C’est sur la base des personae que l’on va construire les parcours clients.
Inutile de tenter de construire les parcours correspondant à la totalité des interactions possibles.
J’ai vu pas mal de tentatives dans ce domaine. C’est un sujet de modélisation et d’optimisation mathématique sous contrainte, peu d’entreprise ont à la fois l’expertise, les données et les moyens financiers de réaliser cette opération (par ailleurs passionnante, mais qui relève davantage de la recherche actuellement que d’un besoin opérationnel).

Je recommande le plus souvent de choisir quelques moments d’interaction critiques (la 1ére entrée en relation, le premier ré-achat, un incident de livraison ou de paiement, etc.). Puis à partir de ces « moments d’interaction » de construire les parcours correspondants.

La construction du parcours client relationnel

Il est important de concevoir les parcours en distinguant l’objectif poursuivi par le client, on distingue généralement 5 à 7 objectifs, voici les 5 plus courants :

  1. s’informer
  2. acheter ou souscrire
  3. gérer son contrat (modifier des données personnelles ou des données de paiement, gérer un suivi de commande ou un retour …)
  4. régler  une question de SAV
  5. obtenir une réponse à une réclamation

Ensuite on représente généralement sur un tableau (type Metaplan), pour chaque « objectif », les canaux mis en œuvre et le dispositif mise en place.

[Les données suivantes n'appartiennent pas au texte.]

PR #2759, opened 2026-09-01
fix(core): divide by exact observation_scale without 1e-6 floor in targets (#2398)

Kayvan-Zahiri:
Fixes #2398.

## Summary
In `ActionConditionedWorldModel.targets` (`alberta_framework/core/world_model.py`), observation delta normalization divided by `jnp.maximum(obs_scale, 1e-6)` while `_prediction_and_raw_diagnostics` denormalized by the raw `obs_scale`. For configured `observation_scale` values below `1e-6`, this unpaired scaling caused fitted observation heads to predict deltas that were too small by `observation_scale / 1e-6`.

## Proposed Changes
- Removed the arbitrary `1e-6` floor in `ActionConditionedWorldModel.targets`, dividing directly by `obs_scale` to match the decode multiplier in `_prediction_and_raw_diagnostics`.
- Added unit tests in `tests/test_action_conditioned_world_model.py` verifying exact normalized delta targets across small scales (`1.0` down to `1e-20`).

## Test Plan

### DIFF
--- a/alberta_framework/core/world_model.py
+++ b/alberta_framework/core/world_model.py
@@ -806,11 +806,10 @@ class ActionConditionedWorldModel:
         reward_arr = _float32_operand("reward", reward, ())
         discount_arr = _float32_operand("discount", discount, ())
         obs_scale = jnp.asarray(self._observation_scale, dtype=jnp.float32)
-        safe_scale = jnp.maximum(obs_scale, jnp.asarray(1e-6, dtype=jnp.float32))
         normalized_delta = jnp.where(
             self._config.predict_delta,
-            (next_obs - obs) / safe_scale,
-            next_obs / safe_scale,
+            (next_obs - obs) / obs_scale,
+            next_obs / obs_scale,
         )
         reward_target = jnp.reshape(
             reward_arr / self._config.reward_scale,
--- a/tests/test_action_conditioned_world_model.py
+++ b/tests/test_action_conditioned_world_model.py
@@ -955,3 +955,21 @@ def test_action_world_model_rolls_back_reduction_overflow() -> None:
     assert not bool(result.update_applied)
     assert float(result.observation_mse) == 0.0
     assert int(result.state.step_count) == 0
+
+
+
+def test_observation_scale_targets_paired_without_floor() -> None:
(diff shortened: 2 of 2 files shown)


kenjohnscreates (changes requested):

The added round-trip test stops at normal scales and never crosses into the subnormal domain, so the suite stays green over the corner. PR #2403 pairs the same floor removal with a subnormal-rejecting validator (exact smallest normal still accepted) and measures clean across the whole matrix (posted on issue #2398). Also note this branch's library file is byte-identical to PRs #2539 and #2747.

lumix5 (changes requested):
Independent corroboration (x86-64 Linux, Docker isolation, JAX 0.11.0 / XLA:CPU / float32, branch head 49111b0cccb12406362a00f7a1e68053f80dfd5).

**Disposition: close — superseded by #2403**, which pairs this same floor removal with the subnormal-rejecting validator the issue's remediation section calls for.

What I verified:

Par exemple, pour le Persona 1 qui souhaite s’informer sur le prix d’un service ou d’une gamme d’offres, on décrira pour chaque canal (boutique, internet fixe, Internet mobile, réseaux sociaux, communautés…) :

  1. l’offre de canaux : on peut décider par exemple que cette information pour ce persona ne sera pas proposée en lecture directe sur le site Internet mais sera disponible par e-mail, Chat…
  2. les caractéristiques de la proposition de réponse : le ton, la profondeur de la description, l’idiolecte, les engagements

On comprend très vite l’intérêt de se limiter à 5 ou 6 personae et à 5 ou 6 grandes étapes d’interaction.
Au-delà on s’approche très vite de la célèbre usine à Gaz.

La contrainte de « vraisemblance »  limite le nombre de situations à retenir

La mise en œuvre opérationnelle doit être facilement appropriable par les collaborateurs en contact avec les clients.
Il est possible de concevoir « en chambre » un très grand nombre de scénarios, mais ils sont très vites déconnectés de la réalité quotidienne et peu utilisables par les collaborateurs en contact avec les clients.
En revanche, en limitant les situations prises en compte, on va pouvoir construire les scénarios de parcours clients dans le cadre de groupes de travail intégrant des collaborateurs en contact avec les clients.

On a ainsi bien plus de chances de disposer de parcours tout à fait utilisables sur un plan opérationnel.